● **Material provided**:
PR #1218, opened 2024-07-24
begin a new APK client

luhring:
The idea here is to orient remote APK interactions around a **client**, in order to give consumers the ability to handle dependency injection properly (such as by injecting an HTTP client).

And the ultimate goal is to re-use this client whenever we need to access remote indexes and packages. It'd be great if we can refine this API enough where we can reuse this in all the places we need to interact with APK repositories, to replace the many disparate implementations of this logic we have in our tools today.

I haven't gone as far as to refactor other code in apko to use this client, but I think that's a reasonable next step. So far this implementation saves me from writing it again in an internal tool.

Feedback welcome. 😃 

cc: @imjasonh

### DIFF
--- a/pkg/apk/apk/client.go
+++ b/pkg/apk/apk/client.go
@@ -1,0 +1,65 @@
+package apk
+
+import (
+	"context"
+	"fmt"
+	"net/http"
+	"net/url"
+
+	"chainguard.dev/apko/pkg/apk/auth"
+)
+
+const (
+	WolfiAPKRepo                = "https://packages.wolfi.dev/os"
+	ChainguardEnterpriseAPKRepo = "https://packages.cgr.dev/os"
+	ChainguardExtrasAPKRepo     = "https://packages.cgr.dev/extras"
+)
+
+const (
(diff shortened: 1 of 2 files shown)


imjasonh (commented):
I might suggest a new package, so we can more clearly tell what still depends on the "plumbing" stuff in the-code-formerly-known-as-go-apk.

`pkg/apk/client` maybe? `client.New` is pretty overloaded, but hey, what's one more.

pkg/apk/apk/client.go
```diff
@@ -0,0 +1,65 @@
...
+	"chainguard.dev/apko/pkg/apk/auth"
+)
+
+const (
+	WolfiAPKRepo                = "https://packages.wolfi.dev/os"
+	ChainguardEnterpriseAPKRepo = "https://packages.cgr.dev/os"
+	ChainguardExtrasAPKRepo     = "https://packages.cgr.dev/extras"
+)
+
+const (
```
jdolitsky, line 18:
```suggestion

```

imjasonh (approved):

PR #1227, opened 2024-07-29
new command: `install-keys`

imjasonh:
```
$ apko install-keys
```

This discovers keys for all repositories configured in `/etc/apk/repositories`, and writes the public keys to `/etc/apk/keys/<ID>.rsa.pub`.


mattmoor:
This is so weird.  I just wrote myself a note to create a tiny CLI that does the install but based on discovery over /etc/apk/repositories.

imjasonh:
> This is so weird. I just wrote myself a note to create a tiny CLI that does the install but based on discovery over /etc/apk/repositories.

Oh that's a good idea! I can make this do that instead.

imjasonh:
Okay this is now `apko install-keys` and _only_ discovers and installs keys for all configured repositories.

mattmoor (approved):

● **Exercise details**: Whatever appears in the listing above, write it down again exactly.

● **Written solution**:
PR #1218, opened 2024-07-24
begin a new APK client

luhring:
The idea here is to orient remote APK interactions around a **client**, in order to give consumers the ability to handle dependency injection properly (such as by injecting an HTTP client).

And the ultimate goal is to re-use this client whenever we need to access remote indexes and packages. It'd be great if we can refine this API enough where we can reuse this in all the places we need to interact with APK repositories, to replace the many disparate implementations of this logic we have in our tools today.

I haven't gone as far as to refactor other code in apko to use this client, but I think that's a reasonable next step. So far this implementation saves me from writing it again in an internal tool.

Feedback welcome. 😃 

cc: @imjasonh

### DIFF
--- a/pkg/apk/apk/client.go
+++ b/pkg/apk/apk/client.go
@@ -1,0 +1,65 @@
+package apk
+
+import (
+	"context"
+	"fmt"
+	"net/http"
+	"net/url"
+
+	"chainguard.dev/apko/pkg/apk/auth"
+)
+
+const (
+	WolfiAPKRepo                = "https://packages.wolfi.dev/os"
+	ChainguardEnterpriseAPKRepo = "https://packages.cgr.dev/os"
+	ChainguardExtrasAPKRepo     = "https://packages.cgr.dev/extras"
+)
+
+const (
(diff shortened: 1 of 2 files shown)


imjasonh (commented):
I might suggest a new package, so we can more clearly tell what still depends on the "plumbing" stuff in the-code-formerly-known-as-go-apk.

`pkg/apk/client` maybe? `client.New` is pretty overloaded, but hey, what's one more.

pkg/apk/apk/client.go
```diff
@@ -0,0 +1,65 @@
...
+	"chainguard.dev/apko/pkg/apk/auth"
+)
+
+const (
+	WolfiAPKRepo                = "https://packages.wolfi.dev/os"
+	ChainguardEnterpriseAPKRepo = "https://packages.cgr.dev/os"
+	ChainguardExtrasAPKRepo     = "https://packages.cgr.dev/extras"
+)
+
+const (
```
jdolitsky, line 18:
```suggestion

```

imjasonh (approved):

PR #1227, opened 2024-07-29
new command: `install-keys`

imjasonh:
```
$ apko install-keys
```

This discovers keys for all repositories configured in `/etc/apk/repositories`, and writes the public keys to `/etc/apk/keys/<ID>.rsa.pub`.


mattmoor:
This is so weird.  I just wrote myself a note to create a tiny CLI that does the install but based on discovery over /etc/apk/repositories.

imjasonh:
> This is so weird. I just wrote myself a note to create a tiny CLI that does the install but based on discovery over /etc/apk/repositories.

Oh that's a good idea! I can make this do that instead.

imjasonh:
Okay this is now `apko install-keys` and _only_ discovers and installs keys for all configured repositories.

mattmoor (approved):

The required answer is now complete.